Andhra Pradesh Chief Minister Jaganmohan Reddy has launched the “Family Doctor” programme under which qualified doctors, through 10,032 Dr YSR Village Health Clinics across the state, would offer preventive health care, taking their services to household doorsteps.
The “family doctor” concept was launched by the chief minister at Lingamguntla in Palnadu district on Thursday.
Addressing a public meeting, Reddy said that the programme would “herald revolutionary changes in extending health care to the needy".
Just like the social welfare pensions are being handed at the beneficiaries' houses, the healthcare facilities would also be extended to the people at their doorstep, the CM said.
Besides visiting the bedridden people to treat them, family doctors would extend free medical treatment to people suffering from both communicable and non-communicable diseases and to lactating mothers and anaemic schoolchildren and women.

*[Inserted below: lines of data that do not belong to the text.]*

PR #2164, opened 2020-09-15
Add gitattributes

Patrik-Lundqvist:
The pre-commit hook requires LF line endings to pass ([prettier default](https://prettier.io/docs/en/options.html#end-of-line)). Specifying this in gitattributes will save some headache for windows users.

### DIFF
--- a/.gitattributes
+++ b/.gitattributes
@@ -1,0 +1,1 @@
+* text=auto eol=lf


dwelle:
Hello. Shouldn't `core.autocrlf=false` be enough?

dwelle:
I think we can merge this. Thanks!

PR #2171, opened 2020-09-21
Fix pinch-to-zoom performance

petehunt:
Pinch-to-zoom is pretty unusable on large drawings using Chrome on my MacBook Pro. This introduces the debounced cache busting that is used in other parts of the codebase.

Test plan: pinched to zoom on a large drawing. Before, it was slow. Now it's fast (and blurry for up to 300ms before it rerenders).

### DIFF
--- a/src/components/App.tsx
+++ b/src/components/App.tsx
@@ -3808,7 +3808,9 @@ class App extends React.Component<ExcalidrawProps, AppState> {
           Object.keys(selectedElementIds).length !== 0
             ? selectedElementIds
             : previousSelectedElementIds,
+        shouldCacheIgnoreZoom: true,
       }));
+      this.resetShouldCacheIgnoreZoomDebounced();
       return;
     }
 


vjeux (approved):

dai-shi:
Sorry, I didn't finish my PR because there was not a huge demand.
Would you like to take it over? #1832

lipis (approved):

petehunt:
hm, can we close it in favor of this one? i don't like the idea of zoom user experience and performance characteristics changing at an arbitrary threshold of # of elements -- seems like it will lead to hard-to-repro issues eventually, and i'm not convinced that the improved UX in the low-element case is really worth it. wdyt?

dwelle:
>  i don't like the idea of zoom user experience and performance characteristics changing at an arbitrary threshold of # of elements

So you'd rather have the baseline UX be worse instead? Users will hardly complain about some "arbitrary" threshold if it means that they won't encounter it in the common case.

I'm gonna merge this to solve the mobile perf issue for now, but I don't agree with the sentiment. UX should always come before DX, unless there is a very strong opposing argument.

petehunt:
i agree with your sentiment on DX vs UX but i don't see that tension here.

in my subjective view, a laggy zoom experience is a lot worse than 300ms of blurriness that may or may not be obvious to the user (depending on the zoom level). given this, i think this PR is the more user-friendly behavior since a heuristic based on the # of elements can't tell us for sure whether the pinch-to-zoom will be smooth. in the case of a smaller number of very complex elements -- or some future element type that is perhaps more expensive to render -- we could still see jank in the zoom experience. ensuring that expensive rendering won't happen during touch gestures is a stronger guarantee, and it's consistent with the UX of other apps with zoomable interfaces.

dwelle:
> in my subjective view, a laggy zoom experience is a lot worse than 300ms of blurriness

Absolutely. All I'm saying is let's not throw the UX of the 90% of our users (acc to GA) under the bus just because the heuristic would be a bit more complicated, code-wise.

You're making a good point about ensuring the heuristic actually works for mobile.

PR #2172, opened 2020-09-21
Fix middle mouse panning on windows

petehunt:
The middle mouse panning on Windows resulted in the canvas jumping the wrong direction.

Test plan:
* Test middle mouse behavior on windows. Before it's broken. Now it works.
* Test two finger pan on mac desktop touchpad. No regression.


dwelle:
I can't repro but I can see how that could happen on smooth-scrolling wheel mouses (I don't have one).

dwelle:
Now that I think about it -- doesn't this affect mobile zooming? Some platforms (iOS?) use `wheel` for pinch zooming.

The doctors would refer the patients in need of advanced medical treatment to Aarogyasri Network Hospitals while YSR Health Clinics would extend post-treatment health care to such patients.
Each mandal would consist of two primary healthcare centres (PHCs) and each PHC would have two doctors - one of them taking care of out-patients and the other visiting YSR Health Clinics in assigned villages, schools and anganwadi centres twice a month.
The doctors would identify people suffering from BP, diabetes and anaemic conditions and provide them treatment in the initial stages preventing serious heart and other diseases among them.
YSR Village Health Clinics, to be manned by Community Health Officers (CHOs), ANMs (Auxiliary Nurse and Midwives) and ASHA (Accredited Social Health Assistant) workers, would be equipped with 105 kinds of medicines, lab facilities to conduct 14 kinds of diagnostic tests and 936 Mobile Medical Units (104).
“Our government has brought revolutionary changes in health care as it highly values the lives of people. With one PHC serving about 2,500 people, the family doctor programme would soon turn AP into a role model for other states in preventive health care,” Reddy said.
The phone numbers and other details of the doctors would be displayed at the Village Secretariats which would maintain health records and ensure that the medical services would be available round the clock, the CM said, while appealing to the medical staff to stay in the villages where they are posted to serve the people 24x7.
The chief minister prodded the public to gauge the difference between the TDP and YSRCP rule in health, educational and other sectors.
Reddy said that medical procedures under the YSR Aarogyasri went up to 3,255 now from 1,000 during the TDP rule. “Our government has been spending over Rs 18,000 crore every year on the medical and health sector against the meagre Rs 8,000 crore spent by the TDP.”